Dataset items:
....

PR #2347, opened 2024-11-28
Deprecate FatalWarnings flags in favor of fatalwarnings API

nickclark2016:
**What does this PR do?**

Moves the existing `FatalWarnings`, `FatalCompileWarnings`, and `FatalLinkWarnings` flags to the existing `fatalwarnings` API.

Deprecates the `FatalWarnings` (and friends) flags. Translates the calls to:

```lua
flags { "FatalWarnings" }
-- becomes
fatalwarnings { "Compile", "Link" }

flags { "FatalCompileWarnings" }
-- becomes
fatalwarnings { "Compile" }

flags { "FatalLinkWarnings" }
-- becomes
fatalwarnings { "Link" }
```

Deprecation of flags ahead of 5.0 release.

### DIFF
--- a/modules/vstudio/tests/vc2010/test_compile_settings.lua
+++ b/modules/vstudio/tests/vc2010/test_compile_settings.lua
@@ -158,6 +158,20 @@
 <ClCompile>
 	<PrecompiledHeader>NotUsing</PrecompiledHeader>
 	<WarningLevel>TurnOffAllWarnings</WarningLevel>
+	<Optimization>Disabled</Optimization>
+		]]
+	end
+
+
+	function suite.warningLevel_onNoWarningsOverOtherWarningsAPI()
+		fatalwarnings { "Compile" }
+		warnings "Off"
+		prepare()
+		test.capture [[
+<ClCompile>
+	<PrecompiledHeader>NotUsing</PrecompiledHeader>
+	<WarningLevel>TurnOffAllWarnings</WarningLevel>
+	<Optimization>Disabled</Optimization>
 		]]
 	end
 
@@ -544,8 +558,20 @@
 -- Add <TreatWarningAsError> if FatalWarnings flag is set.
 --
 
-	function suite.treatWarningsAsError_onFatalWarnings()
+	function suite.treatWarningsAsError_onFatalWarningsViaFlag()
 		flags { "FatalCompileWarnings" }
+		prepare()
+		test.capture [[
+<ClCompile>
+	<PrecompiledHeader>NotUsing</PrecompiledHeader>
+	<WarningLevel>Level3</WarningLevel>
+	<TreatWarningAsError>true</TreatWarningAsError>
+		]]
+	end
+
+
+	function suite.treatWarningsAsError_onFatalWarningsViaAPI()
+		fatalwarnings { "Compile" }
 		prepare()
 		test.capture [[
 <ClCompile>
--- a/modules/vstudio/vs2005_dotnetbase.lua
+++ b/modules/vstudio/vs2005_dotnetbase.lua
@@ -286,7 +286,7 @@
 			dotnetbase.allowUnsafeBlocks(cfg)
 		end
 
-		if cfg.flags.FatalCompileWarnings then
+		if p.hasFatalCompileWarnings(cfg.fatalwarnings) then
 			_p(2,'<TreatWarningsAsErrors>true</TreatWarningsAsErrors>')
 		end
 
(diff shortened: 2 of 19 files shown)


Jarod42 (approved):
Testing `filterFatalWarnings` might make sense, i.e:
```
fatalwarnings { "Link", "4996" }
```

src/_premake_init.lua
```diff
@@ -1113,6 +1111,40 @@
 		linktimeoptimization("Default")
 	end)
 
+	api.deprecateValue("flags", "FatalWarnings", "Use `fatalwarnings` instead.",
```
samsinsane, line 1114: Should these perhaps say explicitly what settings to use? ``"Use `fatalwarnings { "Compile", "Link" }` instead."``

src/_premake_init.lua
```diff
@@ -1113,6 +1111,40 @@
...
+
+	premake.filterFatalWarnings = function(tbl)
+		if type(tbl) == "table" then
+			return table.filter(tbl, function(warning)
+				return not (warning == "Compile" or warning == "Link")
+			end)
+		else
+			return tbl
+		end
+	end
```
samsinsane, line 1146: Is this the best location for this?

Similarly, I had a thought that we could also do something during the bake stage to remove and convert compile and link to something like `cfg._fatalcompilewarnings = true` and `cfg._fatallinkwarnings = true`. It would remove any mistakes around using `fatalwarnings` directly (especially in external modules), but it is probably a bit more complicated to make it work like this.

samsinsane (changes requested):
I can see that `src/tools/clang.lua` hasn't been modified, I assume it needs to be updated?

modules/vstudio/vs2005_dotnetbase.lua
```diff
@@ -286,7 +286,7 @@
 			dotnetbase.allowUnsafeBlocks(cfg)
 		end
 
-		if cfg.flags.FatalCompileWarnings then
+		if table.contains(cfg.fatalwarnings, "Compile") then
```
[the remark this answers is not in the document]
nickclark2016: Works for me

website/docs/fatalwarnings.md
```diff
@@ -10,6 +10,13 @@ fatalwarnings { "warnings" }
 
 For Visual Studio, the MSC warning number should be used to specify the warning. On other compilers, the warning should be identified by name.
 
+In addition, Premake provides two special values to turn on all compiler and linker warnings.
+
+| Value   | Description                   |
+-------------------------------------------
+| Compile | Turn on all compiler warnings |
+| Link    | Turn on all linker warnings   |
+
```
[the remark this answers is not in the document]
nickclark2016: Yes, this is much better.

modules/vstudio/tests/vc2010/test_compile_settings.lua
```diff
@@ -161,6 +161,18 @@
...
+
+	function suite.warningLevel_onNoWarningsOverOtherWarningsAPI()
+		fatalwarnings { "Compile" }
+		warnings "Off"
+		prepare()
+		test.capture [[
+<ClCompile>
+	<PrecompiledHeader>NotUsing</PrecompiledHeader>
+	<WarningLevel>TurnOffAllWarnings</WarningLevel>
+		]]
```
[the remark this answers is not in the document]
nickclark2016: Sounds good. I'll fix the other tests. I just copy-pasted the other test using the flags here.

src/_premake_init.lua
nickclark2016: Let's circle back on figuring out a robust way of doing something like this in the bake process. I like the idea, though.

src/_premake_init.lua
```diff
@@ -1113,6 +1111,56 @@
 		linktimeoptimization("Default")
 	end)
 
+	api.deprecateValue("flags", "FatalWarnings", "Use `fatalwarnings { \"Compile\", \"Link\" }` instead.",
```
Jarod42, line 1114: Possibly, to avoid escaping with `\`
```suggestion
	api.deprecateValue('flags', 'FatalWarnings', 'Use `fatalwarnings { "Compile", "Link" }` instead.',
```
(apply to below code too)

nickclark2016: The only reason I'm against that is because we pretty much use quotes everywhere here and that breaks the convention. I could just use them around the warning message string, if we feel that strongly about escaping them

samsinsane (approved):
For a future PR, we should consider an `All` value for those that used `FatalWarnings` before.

....

Every record above must appear again in the answer, unchanged.

# Your response
PR #2347, opened 2024-11-28
Deprecate FatalWarnings flags in favor of fatalwarnings API

nickclark2016:
**What does this PR do?**

Moves the existing `FatalWarnings`, `FatalCompileWarnings`, and `FatalLinkWarnings` flags to the existing `fatalwarnings` API.

Deprecates the `FatalWarnings` (and friends) flags. Translates the calls to:

```lua
flags { "FatalWarnings" }
-- becomes
fatalwarnings { "Compile", "Link" }

flags { "FatalCompileWarnings" }
-- becomes
fatalwarnings { "Compile" }

flags { "FatalLinkWarnings" }
-- becomes
fatalwarnings { "Link" }
```

Deprecation of flags ahead of 5.0 release.

### DIFF
--- a/modules/vstudio/tests/vc2010/test_compile_settings.lua
+++ b/modules/vstudio/tests/vc2010/test_compile_settings.lua
@@ -158,6 +158,20 @@
 <ClCompile>
 	<PrecompiledHeader>NotUsing</PrecompiledHeader>
 	<WarningLevel>TurnOffAllWarnings</WarningLevel>
+	<Optimization>Disabled</Optimization>
+		]]
+	end
+
+
+	function suite.warningLevel_onNoWarningsOverOtherWarningsAPI()
+		fatalwarnings { "Compile" }
+		warnings "Off"
+		prepare()
+		test.capture [[
+<ClCompile>
+	<PrecompiledHeader>NotUsing</PrecompiledHeader>
+	<WarningLevel>TurnOffAllWarnings</WarningLevel>
+	<Optimization>Disabled</Optimization>
 		]]
 	end
 
@@ -544,8 +558,20 @@
 -- Add <TreatWarningAsError> if FatalWarnings flag is set.
 --
 
-	function suite.treatWarningsAsError_onFatalWarnings()
+	function suite.treatWarningsAsError_onFatalWarningsViaFlag()
 		flags { "FatalCompileWarnings" }
+		prepare()
+		test.capture [[
+<ClCompile>
+	<PrecompiledHeader>NotUsing</PrecompiledHeader>
+	<WarningLevel>Level3</WarningLevel>
+	<TreatWarningAsError>true</TreatWarningAsError>
+		]]
+	end
+
+
+	function suite.treatWarningsAsError_onFatalWarningsViaAPI()
+		fatalwarnings { "Compile" }
 		prepare()
 		test.capture [[
 <ClCompile>
--- a/modules/vstudio/vs2005_dotnetbase.lua
+++ b/modules/vstudio/vs2005_dotnetbase.lua
@@ -286,7 +286,7 @@
 			dotnetbase.allowUnsafeBlocks(cfg)
 		end
 
-		if cfg.flags.FatalCompileWarnings then
+		if p.hasFatalCompileWarnings(cfg.fatalwarnings) then
 			_p(2,'<TreatWarningsAsErrors>true</TreatWarningsAsErrors>')
 		end
 
(diff shortened: 2 of 19 files shown)


Jarod42 (approved):
Testing `filterFatalWarnings` might make sense, i.e:
```
fatalwarnings { "Link", "4996" }
```

src/_premake_init.lua
```diff
@@ -1113,6 +1111,40 @@
 		linktimeoptimization("Default")
 	end)
 
+	api.deprecateValue("flags", "FatalWarnings", "Use `fatalwarnings` instead.",
```
samsinsane, line 1114: Should these perhaps say explicitly what settings to use? ``"Use `fatalwarnings { "Compile", "Link" }` instead."``

src/_premake_init.lua
```diff
@@ -1113,6 +1111,40 @@
...
+
+	premake.filterFatalWarnings = function(tbl)
+		if type(tbl) == "table" then
+			return table.filter(tbl, function(warning)
+				return not (warning == "Compile" or warning == "Link")
+			end)
+		else
+			return tbl
+		end
+	end
```
samsinsane, line 1146: Is this the best location for this?

Similarly, I had a thought that we could also do something during the bake stage to remove and convert compile and link to something like `cfg._fatalcompilewarnings = true` and `cfg._fatallinkwarnings = true`. It would remove any mistakes around using `fatalwarnings` directly (especially in external modules), but it is probably a bit more complicated to make it work like this.

samsinsane (changes requested):
I can see that `src/tools/clang.lua` hasn't been modified, I assume it needs to be updated?

modules/vstudio/vs2005_dotnetbase.lua
```diff
@@ -286,7 +286,7 @@
 			dotnetbase.allowUnsafeBlocks(cfg)
 		end
 
-		if cfg.flags.FatalCompileWarnings then
+		if table.contains(cfg.fatalwarnings, "Compile") then
```
[the remark this answers is not in the document]
nickclark2016: Works for me

website/docs/fatalwarnings.md
```diff
@@ -10,6 +10,13 @@ fatalwarnings { "warnings" }
 
 For Visual Studio, the MSC warning number should be used to specify the warning. On other compilers, the warning should be identified by name.
 
+In addition, Premake provides two special values to turn on all compiler and linker warnings.
+
+| Value   | Description                   |
+-------------------------------------------
+| Compile | Turn on all compiler warnings |
+| Link    | Turn on all linker warnings   |
+
```
[the remark this answers is not in the document]
nickclark2016: Yes, this is much better.

modules/vstudio/tests/vc2010/test_compile_settings.lua
```diff
@@ -161,6 +161,18 @@
...
+
+	function suite.warningLevel_onNoWarningsOverOtherWarningsAPI()
+		fatalwarnings { "Compile" }
+		warnings "Off"
+		prepare()
+		test.capture [[
+<ClCompile>
+	<PrecompiledHeader>NotUsing</PrecompiledHeader>
+	<WarningLevel>TurnOffAllWarnings</WarningLevel>
+		]]
```
[the remark this answers is not in the document]
nickclark2016: Sounds good. I'll fix the other tests. I just copy-pasted the other test using the flags here.

src/_premake_init.lua
nickclark2016: Let's circle back on figuring out a robust way of doing something like this in the bake process. I like the idea, though.

src/_premake_init.lua
```diff
@@ -1113,6 +1111,56 @@
 		linktimeoptimization("Default")
 	end)
 
+	api.deprecateValue("flags", "FatalWarnings", "Use `fatalwarnings { \"Compile\", \"Link\" }` instead.",
```
Jarod42, line 1114: Possibly, to avoid escaping with `\`
```suggestion
	api.deprecateValue('flags', 'FatalWarnings', 'Use `fatalwarnings { "Compile", "Link" }` instead.',
```
(apply to below code too)

nickclark2016: The only reason I'm against that is because we pretty much use quotes everywhere here and that breaks the convention. I could just use them around the warning message string, if we feel that strongly about escaping them

samsinsane (approved):
For a future PR, we should consider an `All` value for those that used `FatalWarnings` before.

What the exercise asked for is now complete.